Content starts
PR #1203, opened 2024-02-07
feat(core): gds-menu-heading primitive

vsjolander:


splashdust (changes requested):
Looks super good! Just one issue related to custom element scoping (see review comment)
Content ends
> Exercise brief
Only the lines from the one containing "feat(core): gds-menu-heading primitive" through the final line of the data belong in the answer, repeated exactly.

> The completed task
feat(core): gds-menu-heading primitive

vsjolander:


splashdust (changes requested):
Looks super good! Just one issue related to custom element scoping (see review comment)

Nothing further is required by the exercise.